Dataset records
● ● ● ● ●
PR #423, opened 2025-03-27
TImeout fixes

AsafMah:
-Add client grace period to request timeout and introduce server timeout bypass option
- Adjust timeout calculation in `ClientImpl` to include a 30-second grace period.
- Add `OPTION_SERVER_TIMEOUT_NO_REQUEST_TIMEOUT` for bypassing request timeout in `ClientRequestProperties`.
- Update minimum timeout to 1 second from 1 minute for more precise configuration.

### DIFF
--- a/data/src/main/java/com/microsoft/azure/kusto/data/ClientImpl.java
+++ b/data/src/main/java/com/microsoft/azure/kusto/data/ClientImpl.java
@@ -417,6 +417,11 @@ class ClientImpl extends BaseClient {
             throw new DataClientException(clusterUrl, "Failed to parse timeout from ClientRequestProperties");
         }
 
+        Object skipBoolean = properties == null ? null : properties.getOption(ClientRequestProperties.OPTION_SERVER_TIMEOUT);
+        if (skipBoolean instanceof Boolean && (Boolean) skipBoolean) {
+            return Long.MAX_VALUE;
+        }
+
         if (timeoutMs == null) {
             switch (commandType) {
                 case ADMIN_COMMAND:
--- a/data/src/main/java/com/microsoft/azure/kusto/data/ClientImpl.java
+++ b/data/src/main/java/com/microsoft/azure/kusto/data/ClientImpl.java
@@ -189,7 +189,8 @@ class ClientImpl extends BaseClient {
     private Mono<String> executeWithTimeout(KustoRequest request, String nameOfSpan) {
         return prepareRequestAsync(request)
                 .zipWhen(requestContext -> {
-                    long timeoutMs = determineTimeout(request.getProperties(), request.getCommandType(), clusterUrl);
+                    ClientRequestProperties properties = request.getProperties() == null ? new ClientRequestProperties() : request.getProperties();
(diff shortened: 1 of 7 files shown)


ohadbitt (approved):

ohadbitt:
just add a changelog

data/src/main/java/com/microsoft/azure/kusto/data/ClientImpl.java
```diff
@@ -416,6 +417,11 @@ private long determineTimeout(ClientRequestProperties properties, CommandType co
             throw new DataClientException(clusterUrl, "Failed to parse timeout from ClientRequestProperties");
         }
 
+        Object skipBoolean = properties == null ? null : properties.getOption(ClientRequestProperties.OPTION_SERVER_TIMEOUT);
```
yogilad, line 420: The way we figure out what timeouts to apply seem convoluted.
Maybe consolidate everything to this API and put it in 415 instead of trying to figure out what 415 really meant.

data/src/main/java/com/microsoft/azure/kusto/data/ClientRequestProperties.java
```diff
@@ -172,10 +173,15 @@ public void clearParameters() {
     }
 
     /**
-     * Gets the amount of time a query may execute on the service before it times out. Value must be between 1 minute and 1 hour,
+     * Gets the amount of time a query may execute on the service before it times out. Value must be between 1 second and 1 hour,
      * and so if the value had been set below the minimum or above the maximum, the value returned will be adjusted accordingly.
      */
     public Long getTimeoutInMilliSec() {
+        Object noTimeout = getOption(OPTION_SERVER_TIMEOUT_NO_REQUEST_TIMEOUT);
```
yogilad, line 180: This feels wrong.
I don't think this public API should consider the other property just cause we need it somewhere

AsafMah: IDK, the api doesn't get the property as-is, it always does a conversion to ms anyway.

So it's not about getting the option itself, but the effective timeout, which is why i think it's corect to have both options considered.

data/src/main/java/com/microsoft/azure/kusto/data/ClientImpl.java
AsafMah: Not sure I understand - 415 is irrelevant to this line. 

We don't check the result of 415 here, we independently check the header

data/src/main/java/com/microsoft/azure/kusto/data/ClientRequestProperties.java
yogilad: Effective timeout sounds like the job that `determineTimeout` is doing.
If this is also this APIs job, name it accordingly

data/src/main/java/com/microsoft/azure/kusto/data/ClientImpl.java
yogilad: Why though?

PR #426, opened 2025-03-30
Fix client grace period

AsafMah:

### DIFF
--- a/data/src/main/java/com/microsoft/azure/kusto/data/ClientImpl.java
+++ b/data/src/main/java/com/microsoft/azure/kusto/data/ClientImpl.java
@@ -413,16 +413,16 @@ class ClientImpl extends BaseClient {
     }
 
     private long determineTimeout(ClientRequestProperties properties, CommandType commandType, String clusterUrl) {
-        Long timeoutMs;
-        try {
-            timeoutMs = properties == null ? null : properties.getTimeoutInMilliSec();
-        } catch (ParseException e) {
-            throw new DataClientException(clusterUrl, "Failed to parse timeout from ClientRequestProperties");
● ● ● ● ●
What this task involves | When you reach the line that contains "- Adjust timeout", stop; output it and every line before it from the start of the data, exactly as written.

Your response |
PR #423, opened 2025-03-27
TImeout fixes

AsafMah:
-Add client grace period to request timeout and introduce server timeout bypass option
- Adjust timeout calculation in `ClientImpl` to include a 30-second grace period.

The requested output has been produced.